§ **EXERCISE MATERIALS**:

PR #120, opened 2023-06-02
Fixed a mistake in the VDEL rule

Soupstraw:
The VDEL-deregdrep transition seemed to be adding the credential, not removing it.


WhatisRT (approved):
This will need to be changed again later to compute `dReps'` from `dReps`, but for now it's an improvement so I'll merge it.

PR #383, opened 2024-03-12
Deriving tactic for Convertible instances

UlfNorell:
I had to make a small fix to agda-stdlib-meta to work around agda/agda#7187. I put it on our fork here: input-output-hk/stdlib-meta@4fc4b1ed on top of the `v2.0-rc1` tag.


WhatisRT (approved):
LGTM

Issue #367, opened 2024-02-14
Prove that GA deposits match current proposals


WhatisRT:
We should prove that the following property is an invariant, i.e. that if it holds for some state it also holds when we successfully apply a block to that state.

```agda
filterˢ isGADeposit (dom (UTxOState.deposits utxoSt))
    ≡ fromList (map (λ where (id , _) → GovActionDeposit id) govSt)
```

Where `isGADeposit` is a decision procedure whether a deposit was constructed via the `GovActionDeposit` constructor.

jmchapman:
This involves the utxo rule and the gov rule so the proof should live at the level of the ledger rule.

jmchapman:
check what the right notion of the equality is above

jmchapman:
Step 1 should be to encode the statement in Agda and check it makes sense.

PR #384, opened 2024-03-26
Prove GA deposits match current proposals: #367

williamdemeo:
# Description

This PR is to address issue #367.

# Checklist

- [x] Self-reviewed the diff


src/Ledger/Ledger/Properties.agda
```diff
@@ -128,145 +133,136 @@ isGADeposit dp = isGADepositᵇ dp ≡ true
 govDepsMatch : LState → Set
 govDepsMatch ⟦ utxoSt , govSt , _ ⟧ˡ =
   filterˢ isGADeposit (dom (utxoSt .deposits ))
-  ≡ᵉ fromList (map (λ (id , _) → GovActionDeposit id) govSt)
+  ≡ᵉ fromList (map f govSt)
```
jmchapman, line 136: why did you change this?

src/Ledger/Ledger/Properties.agda
```diff
@@ -128,145 +133,136 @@ isGADeposit dp = isGADepositᵇ dp ≡ true
...
-  {filterCD : ∀ {c} {pp} → filterˢ isGADeposit (dom ((certDeposit c {pp})ˢ)) ≡ᵉ ∅}
-  {filterCR : (c : DCert) {deps : DepositPurpose ⇀ Coin}
-              → filterˢ isGADeposit (dom ( deps ∣ certRefund c ᶜ ˢ ))
-                ≡ᵉ filterˢ isGADeposit (dom (deps ˢ))}
-  {dom-single : {d : DepositPurpose} {c : Coin} → ❴ d ❵ˢ ≡ dom ❴ d , c ❵ˢ }
-  {ΔgovSt≡ : {txid : TxId} {govSt govSt' : GovState} {txb : TxBody}
-             → fromList (map (λ (id , _) → GovActionDeposit id) govSt')
-               ≡ᵉ fromList (map (λ (id , _) → GovActionDeposit id) govSt)
-                  ∪ fromList (V⊎P∖V→DepPurposes{txid} (txgov txb))}
+  {- 1 -} {dom-single : {d : DepositPurpose} {c : Coin} → ❴ d ❵ˢ ≡ dom ❴ d , c ❵ˢ }
```
jmchapman, line 147: is the intention to leave these ones for this PR?

src/Ledger/Ledger/Properties.agda
```diff
@@ -128,145 +133,136 @@ isGADeposit dp = isGADepositᵇ dp ≡ true
...
+
+  dec-is-inj₂ : ∀ x → Dec (is-inj₂ x)
+  dec-is-inj₂ = λ {(inj₁ _) → no λ (); (inj₂ _) → yes tt}
+
   LEDGER-govDepsMatch : LedgerInvariant _⊢_⇀⦇_,LEDGER⦈_ govDepsMatch
 
   LEDGER-govDepsMatch
-    (LEDGER-I⋯ tx-not-valid (UTXOW-inductive⋯ _ _ _ _ _ (UTXO-inductive⋯ _ _ _ _ _ _ _ _ _ _ _ _ _ _ _ ⊢utxo)))
-    aprioriMatch = case ⊢utxo of λ where
+    (LEDGER-I⋯ tx-not-valid (UTXOW-inductive⋯ _ _ _ _ _ (UTXO-inductive⋯ _ _ _ _ _ _ _ _ _ _ _ _ _ _ _ UTXOS-sts)))
```
jmchapman, line 167: what's the intention here of doing a pattern match and then a case?

src/Ledger/Ledger/Properties.agda
```diff
@@ -128,145 +133,136 @@ isGADeposit dp = isGADepositᵇ dp ≡ true
...
+    updateGovStates≡ᵉ govSt (inj₂ p ∷ vps) = {!!}
 
-    -- TODO: prove this and remove from list of module assumptions
-    -- ΔgovSt≡ : fromList (map (λ (id , _) → GovActionDeposit id) govSt')
-    --          ≡ᵉ fromList (map (λ (id , _) → GovActionDeposit id) govSt) ∪ fromList (V⊎P∖V→DepPurposes (txgov txb))
-    -- ΔgovSt≡ = {!!}
+    utxo-govst-connex : {votes : List GovVote}{props : List GovProposal}
+      → dom (proposalDepositsΔ props pp txb ˢ)
+        ≡ᵉ fromList (map f (updateGovStatesΔ (map inj₁ votes ++ map inj₂ props)))
+    utxo-govst-connex = {!!}
```
jmchapman, line 240: unsolved 2

src/Ledger/Ledger/Properties.agda
```diff
@@ -128,145 +133,136 @@ isGADeposit dp = isGADepositᵇ dp ≡ true
...
+      begin
+      fromList (map f (updateGovStates govSt (inj₁ v ∷ vps)))
+        ≈⟨ updateGovStates≡ᵉ ((addVote govSt gid voter vote)) vps ⟩
+      fromList (map f (addVote govSt gid voter vote))
+      ∪ fromList (map f (updateGovStatesΔ vps))
+        ≈⟨ ∪-cong (votesDontCount govSt v) ≡ᵉ.refl ⟩
+      fromList (map f govSt)
+      ∪ fromList (map f (updateGovStatesΔ (inj₁ v ∷ vps)))
         ∎
+    updateGovStates≡ᵉ govSt (inj₂ p ∷ vps) = {!!}
```
jmchapman, line 235: unsolved 1

jmchapman (changes requested):
Ok, so I see there are 2 unsolved goals and some cleaning up to do at least at this point

jmchapman:
Hi William, I'm not seeing the latest work on this here

src/Ledger/Ledger/Properties.agda
```diff
@@ -82,29 +87,535 @@ instance
...
-    LEDGERS-pov (subst (λ s → FreshTxs Γ s l)
-                        (sym $ computational⇒rightUnique Computational-LEDGER x h₁)
-                        h₂) st
+module _ where
+
+  private variable
+    tx : Tx
+    Γ : LEnv
+    s s' : LState
+    l : List Tx
```
williamdemeo, line 96: Moved these inside a module since they clashed with variables in proof of ga deposits invariant below.

src/Ledger/Utxo.lagda
```diff
@@ -130,23 +130,24 @@ instance
...
+certDeposit : DCert → {pp : PParams} → DepositPurpose ⇀ Coin
+certDeposit (delegate c _ _ v)  = ❴ CredentialDeposit c , v                ❵
+certDeposit (regpool c _) {pp}  = ❴ PoolDeposit       c , pp .poolDeposit  ❵
+certDeposit (regdrep c v _)     = ❴ DRepDeposit       c , v                ❵
+certDeposit _                   = ∅
+
+certRefund : DCert → ℙ DepositPurpose
+certRefund (dereg c)      = ❴ CredentialDeposit c ❵
+certRefund (deregdrep c)  = ❴ DRepDeposit c ❵
+certRefund _              = ∅
```
williamdemeo, line 145: Exposing `certDeposit` and `certRefund` to use them in proof of ga deposits invariant.

src/Axiom/Set/Properties.agda
```diff
@@ -189,6 +193,38 @@ card-≡ᵉ (X , lX , lXᵘ , eqX) (Y , lY , lYᵘ , eqY) X≡Y =
...
+
+filter-hom-⊇ : ∀ {P : A → Type} {sp-P : specProperty P} {X Y : Set A}
+               → filter sp-P X ∪ filter sp-P Y ⊆ filter sp-P (X ∪ Y)
+filter-hom-⊇ a∈ = to ∈-filter (case (from ∈-∪ a∈) of λ where
+     (inj₁ v) → proj₁ (from ∈-filter v) , to ∈-∪ (inj₁ (proj₂ (from ∈-filter v)))
+     (inj₂ v) → proj₁ (from ∈-filter v) , to ∈-∪ (inj₂ (proj₂ (from ∈-filter v))) )
+
+filter-hom-∪ : ∀ {P : A → Type} {sp-P : specProperty P} {X Y : Set A}
+               → filter sp-P (X ∪ Y) ≡ᵉ (filter sp-P X) ∪ (filter sp-P Y)
+filter-hom-∪ {A} {P} {sp-P} {X} {Y} = filter-hom-⊆ , filter-hom-⊇
```
williamdemeo, line 226: (used in proof of ga deposits invariant)

src/Axiom/Set/Properties.agda
```diff
@@ -264,14 +300,30 @@ Set-BddSemilattice {A} = record
...
+  ∪-assoc : (X Y Z : Set A) → (X ∪ Y) ∪ Z ≡ᵉ X ∪ (Y ∪ Z)
+  ∪-assoc = ∨-assoc
+
+fromList-∪-singleton : {A : Type ℓ} {x : A} {l : List A} → fromList (x ∷ l) ≡ᵉ ❴ x ❵ ∪ fromList l
+fromList-∪-singleton .proj₁ h with from ∈-fromList h
+... | here refl = ∈-∪⁺ (inj₁ (to ∈-fromList (here refl)))
+... | there q = ∈-∪⁺ (inj₂ (to ∈-fromList q))
+fromList-∪-singleton .proj₂ h with ∈-∪⁻ h
+... | (inj₁ a∈) = to ∈-fromList (here (from ∈-singleton a∈))
+... | (inj₂ a∈) = to ∈-fromList (there (from ∈-fromList a∈))
```
williamdemeo, line 325: (used in proof of ga deposits invariant)

WhatisRT:
There are still two things left to do here, which is to prove the same invariant for `EPOCH` (this should be much easier since `removed` is used to update `govSt` in L100, and also to remove deposits in L108 (and L89) and to lift everything to `CHAIN`, since this is where the invariant is supposed to hold.

src/Ledger/Ledger/Properties.agda
```diff
@@ -82,29 +87,536 @@ instance
...
+    STS→utxoDeps≡' : ∀ {s' : LState} → Γ ⊢ s ⇀⦇ tx ,LEDGER⦈ s'
+                    → getDeps s' ≡ depUpdate s withIsValid≡ isValid
+
+    STS→utxoDeps≡' {.(⟦ utxoSt' , _ , _ ⟧ˡ)} (LEDGER-V {utxoSt' = utxoSt'}
+      (val , UTXOW-inductive⋯ _ _ _ _ _ _ _ (UTXO-inductive⋯ _ _ _ _ _ _ _ _ _ _ _ _ _ _ _ _ UTXOS-sts) , _ , _)) =
+        trans (⊢utxo-valid UTXOS-sts) (sym (cong (depUpdate s withIsValid≡_) val))
+          where
+          ⊢utxo-valid : record { slot = slot ; pparams = pp } ⊢ LState.utxoSt s ⇀⦇ tx ,UTXOS⦈ utxoSt'
+                        → UTxOState.deposits utxoSt' ≡ updateDeposits pp txb (getDeps s)
+          ⊢utxo-valid (_⊢_⇀⦇_,UTXOS⦈_.Scripts-Yes _) = refl
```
PR #385, opened 2024-03-26
Add initial version of script verification

Ali-Hill:
# Description

Adds a concrete Agda implementation of the ledger that supports simple scripts that are represented as boolean functions. Scripts can then be evaluated as true using the evalScripts function.

# Checklist

- [ ] Self-reviewed the diff


src/ScriptVerification/HelloWorld.agda
```diff
@@ -0,0 +1,128 @@
...
+
+  -- need to check that the state is non-empty otherwise evalScripts will always return true
+  _ : notEmpty succeedState ≡ ⊤
+  _ = refl
+
+  _ : succeedExample ≡ true
+  _ = refl
+
+  _ : notEmpty failState ≡ ⊤
+  _ = refl
```
WhatisRT, line 125:
```suggestion
  _ = refl
```
Unicode whitespace

WhatisRT (commented):
There's a bunch of stuff that's been commented out. I think there's no reason for keeping it around, so it'd be better to just remove it.

I also think the examples should go just a little bit further. For example, I put this in `HelloWorld.agda`:
```
  succeedExample' : Bool
  succeedExample' = case compute Computational-UTXOW initEnv ⟦ initState , 0 , ∅ , 0 ⟧ᵘ succeedTx of λ where
    (success x) → true
    (failure x) → false
```
If I normalize (with `C-u C-n` to not get stuck on `abstract/opaque`), I get `false`, as well as if I use `Computational-UTXO`, but it works for `Computational-UTXOS`. I think it'd be nice to get the example working until all of these work. The same applies to `SucceedIfNumber`.

You can actually get error messages from these, by normalizing something like `compute Computational-UTXO initEnv ⟦ initState , 0 , ∅ , 0 ⟧ᵘ succeedTx`, which gives me `failure "¬(minfee (UTxOEnv.pparams Γ) tx ≤ txfee (Tx.body tx))"`. It doesn't actually tell you how much is missing or anything, but at least you know where to look.

WhatisRT (approved):
LGTM, I removed a few leftover comments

§ **PROBLEM DETAILS**:
Whenever a line in the material above holds the string "govDepsMatch", copy that line in full.

§ **RESULT FOR THIS EXERCISE**:
 govDepsMatch : LState → Set
 govDepsMatch ⟦ utxoSt , govSt , _ ⟧ˡ =
   LEDGER-govDepsMatch : LedgerInvariant _⊢_⇀⦇_,LEDGER⦈_ govDepsMatch
   LEDGER-govDepsMatch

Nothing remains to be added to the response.